Stored items =>
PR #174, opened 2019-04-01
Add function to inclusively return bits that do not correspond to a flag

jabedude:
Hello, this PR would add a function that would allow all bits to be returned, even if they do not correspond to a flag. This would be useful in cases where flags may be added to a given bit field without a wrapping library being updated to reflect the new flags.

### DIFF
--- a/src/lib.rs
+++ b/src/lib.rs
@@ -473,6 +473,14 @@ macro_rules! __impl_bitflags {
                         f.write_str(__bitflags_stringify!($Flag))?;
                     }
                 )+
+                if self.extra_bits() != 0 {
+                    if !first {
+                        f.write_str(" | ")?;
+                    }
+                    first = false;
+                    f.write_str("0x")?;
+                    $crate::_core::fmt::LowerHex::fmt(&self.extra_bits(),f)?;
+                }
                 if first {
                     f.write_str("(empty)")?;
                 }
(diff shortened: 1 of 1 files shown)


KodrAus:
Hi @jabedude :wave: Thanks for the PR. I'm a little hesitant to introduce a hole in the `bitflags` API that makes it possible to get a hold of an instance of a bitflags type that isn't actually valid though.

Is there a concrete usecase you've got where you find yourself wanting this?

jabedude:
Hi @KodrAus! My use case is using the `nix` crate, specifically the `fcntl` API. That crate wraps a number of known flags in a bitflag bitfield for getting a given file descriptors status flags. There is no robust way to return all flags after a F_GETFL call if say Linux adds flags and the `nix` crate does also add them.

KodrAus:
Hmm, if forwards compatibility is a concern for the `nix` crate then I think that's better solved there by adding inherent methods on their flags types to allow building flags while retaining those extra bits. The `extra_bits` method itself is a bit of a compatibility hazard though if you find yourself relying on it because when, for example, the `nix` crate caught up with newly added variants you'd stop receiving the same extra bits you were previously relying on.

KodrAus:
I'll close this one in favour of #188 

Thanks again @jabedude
==
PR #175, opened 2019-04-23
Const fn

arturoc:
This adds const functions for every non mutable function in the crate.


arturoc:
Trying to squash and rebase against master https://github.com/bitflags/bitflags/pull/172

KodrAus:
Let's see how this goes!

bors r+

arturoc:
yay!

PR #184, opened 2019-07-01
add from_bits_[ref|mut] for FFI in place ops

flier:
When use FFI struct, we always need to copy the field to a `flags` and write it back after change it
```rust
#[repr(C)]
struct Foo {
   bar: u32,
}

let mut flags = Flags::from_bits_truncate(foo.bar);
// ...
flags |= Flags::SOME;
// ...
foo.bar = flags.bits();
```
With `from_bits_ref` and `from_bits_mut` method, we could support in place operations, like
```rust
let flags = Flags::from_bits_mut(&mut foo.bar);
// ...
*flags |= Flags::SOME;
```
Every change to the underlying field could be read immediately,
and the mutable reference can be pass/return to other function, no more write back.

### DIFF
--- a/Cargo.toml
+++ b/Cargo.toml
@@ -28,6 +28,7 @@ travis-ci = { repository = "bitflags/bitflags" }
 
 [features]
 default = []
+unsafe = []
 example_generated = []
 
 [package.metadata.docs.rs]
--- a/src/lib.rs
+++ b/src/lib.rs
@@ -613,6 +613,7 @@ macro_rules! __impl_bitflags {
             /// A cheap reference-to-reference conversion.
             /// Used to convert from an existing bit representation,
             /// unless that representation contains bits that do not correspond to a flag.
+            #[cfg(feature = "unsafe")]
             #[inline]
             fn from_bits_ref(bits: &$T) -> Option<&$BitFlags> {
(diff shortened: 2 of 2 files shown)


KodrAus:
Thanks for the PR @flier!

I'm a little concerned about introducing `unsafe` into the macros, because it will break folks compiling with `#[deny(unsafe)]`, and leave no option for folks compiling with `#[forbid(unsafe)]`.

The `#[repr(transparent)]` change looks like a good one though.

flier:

Work request => Your answer should consist only of the lines above between the line holding "PR #174, opened 2019-04-01" and the line holding "Hi @jabedude :wave: Thanks", inclusive, each transcribed exactly.

Response box =>
PR #174, opened 2019-04-01
Add function to inclusively return bits that do not correspond to a flag

jabedude:
Hello, this PR would add a function that would allow all bits to be returned, even if they do not correspond to a flag. This would be useful in cases where flags may be added to a given bit field without a wrapping library being updated to reflect the new flags.

### DIFF
--- a/src/lib.rs
+++ b/src/lib.rs
@@ -473,6 +473,14 @@ macro_rules! __impl_bitflags {
                         f.write_str(__bitflags_stringify!($Flag))?;
                     }
                 )+
+                if self.extra_bits() != 0 {
+                    if !first {
+                        f.write_str(" | ")?;
+                    }
+                    first = false;
+                    f.write_str("0x")?;
+                    $crate::_core::fmt::LowerHex::fmt(&self.extra_bits(),f)?;
+                }
                 if first {
                     f.write_str("(empty)")?;
                 }
(diff shortened: 1 of 1 files shown)


KodrAus:
Hi @jabedude :wave: Thanks for the PR. I'm a little hesitant to introduce a hole in the `bitflags` API that makes it possible to get a hold of an instance of a bitflags type that isn't actually valid though.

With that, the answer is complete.